Le combustible utilisé est l'hydrate d'hydrazine (N2H4,H2O) en solution aqueuse à 5%. La réaction à l'anode produit du N2 et de l'eau uniquement (pas d'émission de CO2).
...
Après analyse, il s'est avéré que les métaux qui conviennent le mieux comme catalyseurs sont le nickel à l'anode (face combustible) et le cobalt à la cathode (face oxygène). L'utilisation de ces métaux revient à 500 yens environ par véhicule, contre 400.000 à 500.000 yens pour le platine (3 euros contre 2700 euros).

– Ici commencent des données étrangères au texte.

PR #156, opened 2019-06-17
finagle-http bugfixes (fixes #148, fixes #149)

### LINKED ISSUE #148: finagle-http not sending enough requests
Looking at the following code in `benchmarks/twitter-finagle/src/main/scala/org/renaissance/twitter/finagle/FinagleHttp.scala` it seems to me that `val response ...` should be moved to the inner loop as in the current setup we sent one request per client and repeatedly read its result. But the naming suggests that there should be `NUM_REQUESTS` requests sent.

Is this a bug or intentional behaviour?

```scala
override def run(): Unit = {
  val client: Service[http.Request, http.Response] =
    com.twitter.finagle.Http.newService(s"localhost:$port")
  val request = http.Request(http.Method.Get, "/json")
  request.host = s"localhost:$port"
  val response: Future[http.Response] = client(request) // <============
  for (i <- 0 until NUM_REQUESTS) {
    Await.result(response.onSuccess { rep: http.Response =>
      totalLength += rep.content.length
    })
  }
  client.close()
}
```

### LINKED ISSUE #149: finagle-http not parallel enough?
Looking at the benchmark in `benchmarks/twitter-finagle/src/main/scala/org/renaissance/twitter/finagle/FinagleHttp.scala` I wonder whether the `clientThread.join()` should not be in a separate loop as outlined below? That way the benchmark would spawn multiple (parallel) clients, let them work and wait for them in the end. Or is this intentional?

```scala
val listOfThreads = ...
for (i <- 0 until NUM_CLIENTS) {
  val clientThread = new Thread {
    ...
  clientThread.start()
  listOfThreads.append(clientThread)
}
for (i <- listOfThreads) {
  i.join()
}
```

vhotspur:
finagle-http is now sending requests in parallel. Also, the measured part of the benchmark now excludes starting of the threads (there is a barrier to start all the work at once).

Note that the parameters (number of clients and number of requests) were changed to roughly correspond to the previous performance (same order of magnitude).

Also note that this commit changes the performance of the finagle-http benchmark drastically.

This closes #148 and #149 but there still seems to be some other bug as sometimes exactly one request is lost (see Travis links in #151).

### DIFF
--- a/benchmarks/twitter-finagle/src/main/scala/org/renaissance/twitter/finagle/FinagleHttp.scala
+++ b/benchmarks/twitter-finagle/src/main/scala/org/renaissance/twitter/finagle/FinagleHttp.scala
@@ -132,6 +132,7 @@ class FinagleHttp extends RenaissanceBenchmark {
     threadBarrier = new CountDownLatch(NUM_CLIENTS + 1)
     for (i <- 0 until NUM_CLIENTS) {
       threads(i) = new WorkerThread(port, threadBarrier, NUM_REQUESTS)
+      threads(i).setName(s"finagle-http-worker-$i")
       threads(i).start()
     }
   }
--- a/benchmarks/twitter-finagle/src/main/scala/org/renaissance/twitter/finagle/FinagleHttp.scala
+++ b/benchmarks/twitter-finagle/src/main/scala/org/renaissance/twitter/finagle/FinagleHttp.scala
@@ -46,7 +46,9 @@ class FinagleHttp extends RenaissanceBenchmark {
         val request = http.Request(http.Method.Get, "/json")
         request.host = s"localhost:$port"
         val response: Future[http.Response] = client(request)
-        Await.result(response.onSuccess { rep: http.Response =>
+        // Need to use map() instead of onSuccess() as we actually need to
+        // wait for the side-effect, not the original response
+        Await.result(response.map { rep: http.Response =>
           totalContentLength += rep.content.length
         })
       }
--- a/benchmarks/twitter-finagle/src/main/scala/org/renaissance/twitter/finagle/FinagleHttp.scala
+++ b/benchmarks/twitter-finagle/src/main/scala/org/renaissance/twitter/finagle/FinagleHttp.scala
@@ -2,6 +2,7 @@ package org.renaissance.twitter.finagle
 
 import java.net.InetSocketAddress
 import java.util.Date
+import java.util.concurrent.CountDownLatch
 
 import com.fasterxml.jackson.databind.ObjectMapper
 import com.fasterxml.jackson.module.scala.DefaultScalaModule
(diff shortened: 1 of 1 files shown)


benchmarks/twitter-finagle/src/main/scala/org/renaissance/twitter/finagle/FinagleHttp.scala
```diff
@@ -31,16 +32,38 @@ import org.renaissance.SimpleResult
...
 
   /** Number of requests sent during the execution of the benchmark.
    */
-  var NUM_REQUESTS = 2000000
+  var NUM_REQUESTS = 12000
 
   /** Number of clients that are simultaneously sending the requests.
    */
-  var NUM_CLIENTS = 20
+  var NUM_CLIENTS = 8
```
farquet: Note that we have a consistency problem here. Here, the number of clients is just a constant, while in `finagle-chirper` the benchmark creates as many parallel clients as the number of available threads : 
https://github.com/renaissance-benchmarks/renaissance/blob/master/benchmarks/twitter-finagle/src/main/scala/org/renaissance/twitter/finagle/FinagleChirper.scala#L357

We definitely need some reasonable policy about parallelism to we could stick to...

vhotspur: IMHO the approach in `finagle-chirper` is generally better. However, it would mean that all CPUs would be occupied by clients thus the CPUs would be shared with the server threads. Perhaps splitting the threads more evenly would make more sense?

vhotspur:
> Could you share the performance, before and after that change, on a few VMs to get a feeling of how different the benchmark is from the previous version ?

Yes, I will run it on something more powerful than my desktop and share the numbers once they finish.

However the numbers are incomparable because the benchmark is now executing a different workload. But I believe the updated version is a bit more realistic and better corresponds with the purpose of the benchmark.

benchmarks/twitter-finagle/src/main/scala/org/renaissance/twitter/finagle/FinagleHttp.scala
axel22: Yes, I think so too. Perhaps the benchmark should determine the parallelism level first:

```
val parallelism = Runtime.getRuntime.availableProcessors
```

And then split those among the agents of the benchmark. I'm wondering where the server thread count is set.

farquet: Could we get this as part of this PR ? And maybe align `finagle-chirper` with the decision we will take here.

vhotspur:
I hope I fixed #161 too. I am now re-running the measurements for comparison after this fix.

vhotspur:
Here are the performance comparison results. Executed on 24 CPU machine with OpenJDK 11 with `-Xms8G -Xmx8G` and otherwise default settings.

Each boxplot is one JVM restart (displaying last 10 iterations out of 40 total), colors distinguish restarts (the ordering of the boxplots should be considered random). Note that the current (`master` branch) version jumps a bit more than branch from this PR (both variability inside restart and between restarts).

finagle-http-compare-master-vs-pr156


Any objections to merging this in its current state?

{Site Internet, SOS-planete , http://terresacree.org, 25/09/2007, Source: BE Japon numéro 457 (21/09/2007) - Ambassade de France au Japon / ADIT}


     -LaserCel 1 de Roger Billings
Roger Billings, inventeur en hydrogène a surtout contribué à rendre la technologie de l'hydrogène rentable dans les domaines du coût et de la sécurité.
Au début des années 90, l'équipe de Billings fut en mesure de présenter dans les salons pour professionnels, la LaserCel 1, la première pile à combustible pour voitures au monde.

{Livre, Energie libre et technologies, Jeane Manning, Ed. Louise Courteau}


     -Autobus à pile à combustible
Un autobus équipé d'une pile à combustible (PAC) est un autobus électrique dont l'énergie est produite directement à bord du véhicule, à la demande, ce qui ne nécessite pas l'utilisation de batteries encombrantes, lourdes et à l'autonomie limitée. Actuellement, trois constructeurs proposent, à titre expérimental, des autobus "pile à combustible" : Mercedes, MAN / Neoplan, Irisbus (IVECO).
Le premier prototype a été créé en 1997.
En 2007 ou 2008, il est prévu que la pile à combustible soit compétitive sur le marché des autobus. 2010 : Le surcoût de la pile à combustible est inférieur à 10% par rapport à un bus diesel.